June 21, 2016 | Gavin Stoker | Software | Comment |

As regular readers– and photographers – will be aware, Adobe’s image editor exemplar Photoshop is now only available as part of its Creative Cloud package – and on subscription at that. We’re beyond the days of buying cereal boxes containing CDs and hard copy manuals.

With this in mind ‘new’ versions tend to arrive in the shape of a nip here and a tuck there, rather than a complete under-the-bonnet overhaul. Indeed at the London preview we attended, the ‘new’ version of its desktop and mobile apps for the latter half of 2016 had yet to be given a confirmed name – shown only on the demo slides as ‘CC 2015.5’.

The last time we wrote about Adobe’s Creative Cloud, the parallel introduction of the Adobe Stock service was the big news, and, unsurprisingly, the newest version offers an even deeper integration with Creative Cloud, according to the software giant’s Business Development Manager Neils Stevens – with the introduction of a Premium Collection (a curated library of over 100,000 images that Adobe says will meeting the standards of advertising agencies and print publications), alongside a number of refinements.
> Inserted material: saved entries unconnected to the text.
PR #494, opened 2015-01-20
Tell Heroku to serve static files

gabebw:
By default, Rails 4 will not serve your assets:
https://devcenter.heroku.com/articles/rails-4-asset-pipeline#serve-assets

We use an environment variable to tell Rails to serve static files:

```ruby
```

..but we were not automatically setting that environment variable on Heroku.
Now we are.

### DIFF
--- a/lib/suspenders/app_builder.rb
+++ b/lib/suspenders/app_builder.rb
@@ -300,9 +300,13 @@ end
     end
 
     def create_heroku_apps(flags)
+      rack_env = "RACK_ENV=staging RAILS_ENV=staging"
+      rails_serve_static_files = "RAILS_SERVE_STATIC_FILES=true"
+      staging_config = "#{rack_env} #{rails_serve_static_files}"
       run_heroku "create #{app_name}-production #{flags}", "production"
       run_heroku "create #{app_name}-staging #{flags}", "staging"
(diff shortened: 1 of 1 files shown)


lib/suspenders/app_builder.rb
```diff
@@ -302,7 +302,8 @@ def init_git
     def create_heroku_apps(flags)
       run_heroku "create #{app_name}-production #{flags}", "production"
       run_heroku "create #{app_name}-staging #{flags}", "staging"
-      run_heroku "config:add RACK_ENV=staging RAILS_ENV=staging", "staging"
+      run_heroku "config:add RACK_ENV=staging RAILS_ENV=staging config:add RAILS_SERVE_STATIC_FILES=true", "staging"
```
gabebw: arf

lib/suspenders/app_builder.rb
```diff
@@ -300,9 +300,12 @@ def init_git
     end
 
     def create_heroku_apps(flags)
+      staging_environment = "RACK_ENV=staging RAILS_ENV=staging"
```
croaky: How about naming the variable after the ENV variable like `serve_static_files`? `rack_env = = "RACK_ENV=staging RAILS_ENV=staging"`

croaky:
Looks good to merge pending CI.

gylaz:
:+1:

There have also been performance enhancements, such as Photoshop being three times faster at start up and when opening files.
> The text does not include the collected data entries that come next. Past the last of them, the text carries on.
PR #495, opened 2015-01-21
Document how to use the #title helper

mike-burns:
When opening layout.html.erb to change the title, if can be off-putting
to traverse down a nest of discovery in order to know that one should
change the title in config/locales/*.yml. Add a note right there so that
people don't have to hunt.

### DIFF
--- a/templates/suspenders_layout.html.erb.erb
+++ b/templates/suspenders_layout.html.erb.erb
@@ -4,6 +4,11 @@
   <meta charset="utf-8" />
   <meta name="ROBOTS" content="NOODP" />
   <meta name="viewport" content="initial-scale=1" />
+  <%%#
+    Configure default and controller-, and view-specific titles in
+    config/locales/en.yml. For more see:
+    https://github.com/calebthompson/title#usage
+  %>
   <title><%%= title %></title>
   <%%= stylesheet_link_tag :application, media: "all" %>
   <%%= csrf_meta_tags %>


templates/suspenders_layout.html.erb.erb
```diff
@@ -4,6 +4,7 @@
   <meta charset="utf-8" />
   <meta name="ROBOTS" content="NOODP" />
   <meta name="viewport" content="initial-scale=1" />
+  <!-- change the title in config/locales/en.yml in the en.titles key -->
```
croaky: We probably don't want this in production. ERb comment?

Or, not use the title gem at all if it's confusing to use?

gabebw: > not use the title gem at all if it's confusing to use

For what it's worth, I have never customized the title. It sets the title to "Application Name", which is fine, but anything beyond that requires research and so I don't do it.

I believe we should remove the title gem.

drapergeek: :-1: I like this gem. It works great for setting custom titles depending on your current page.

I don't think that it is fair to say it is confusing, the usage is just a bit hidden and pointing it out would be a sufficient way to fix the problem.

derekprior: I like clarifying the use but am against removing. We *should* be setting
titles per page for a better user experience and for better (and
simple) SEO. It's bad UX to open several tabs to an app and have them all
say "Application Name". Title makes it really simple to fix this once you
know how to use it.

mike-burns:
Updated to use an Erb comment.

calebthompson:
Cool, that being there can we drop the `title.application` key, which is defaulted to the same behavior?

https://github.com/calebthompson/title/blob/master/app/helpers/title/title_helper.rb#L31

templates/suspenders_layout.html.erb.erb
```diff
@@ -4,6 +4,7 @@
   <meta charset="utf-8" />
   <meta name="ROBOTS" content="NOODP" />
   <meta name="viewport" content="initial-scale=1" />
+  <%%# change the title in config/locales/en.yml in the en.titles key %>
```
calebthompson: `en.titles.{controller}.{view}`

gabebw: How about capitalizing? Maybe:

> Change the title in config/locales/en.yml using the \`en.titles.application\` key.

croaky:
I'm good with this being merged whenever @calebthompson gives his thumbs up.

templates/suspenders_layout.html.erb.erb
calebthompson: Better yet,

`<%%# Configure default and controller/view specific titles in config/locales/en.yml. https://github.com/calebthompson/title#usage $>`

calebthompson: Happy to accept any improvements to that documentation to clarify this.

gabebw: Oh, yeah, link to the docs.

mike-burns:
Thanks for the wording help. How's it look now?

calebthompson:
Looks good.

Principal Solutions Consultant for Digital Imaging Richard Curtis also focused on the new desktop and mobile apps in Adobe Photoshop CC – highlighting the Content-Aware Crop feature which he said is “really going to delight photographers”, in that the software will look for the edges of the frame and expand that out, saving the need for photographers to ‘build’ that extra space themselves. There is also now the ‘Match Font’ ability to highlight text in an image – for example a sign on a wall – and the program will look for the closest match in terms of a font – with results being similar, if not exact.

Liquify to Rectify

Meanwhile the use of Face Aware Liquify tool now allows photographers to tweak the edges of a subject’s mouth to force a subtle smile on them; naturally you’ll want to apply this feature subtly to avoid any subject resembling the Joker from Batman. Added to this is a brand new toolset ‘Select & Mask’ including a new tool called ‘Refine Edge’, which Adobe is pitching as providing a lot of precision. This tool set also allows photographers to manage and modify colours as well.
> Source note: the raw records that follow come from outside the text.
PR #497, opened 2015-01-22
Faster, more correct bundler gem and Gemfile install

bf4:
- About 3x faster when gems are available
- Does not return false positive when other gems on system have 'bundler' in name

**Updated**: [per discussion](https://github.com/thoughtbot/suspenders/pull/497#discussion-diff-23411299), to use `gem install bundler --conservative` as it works with rbenv and will only install the gem if not installed.
Tested on my 2015 macbook pro, Mavericks, with RVM and Ruby 2.1.5 running via bash

Regarding the `gem uninstall -aIx gem_name` command used below

```plain
 -a  Uninstall all matching versions
 -I  Ignore dependency requirements while uninstalling.
 -x  Uninstall applicable executables without confirmation.
```
###  gem list bundler --installed, _0.619_*

```bash
gem uninstall -aIx bundler
time gem list bundler --installed; echo $?
```

```plain
true

real    0m0.619s
user    0m0.538s
sys     0m0.077s
0
```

As mentioned earlier, Stock is something that Adobe is majoring on with its new release. So there is now the ability to license and image for use direct from a layer in Photoshop, streamlining the whole creative process for graphic designers and artists. There is also an Enhanced Search facility in the Library Panels of the program, so users can select stock images without having to leave what they’re doing. “Coming in a future release is a Contributor Panel with automatic tagging of images,” says Adobe’s Curtis.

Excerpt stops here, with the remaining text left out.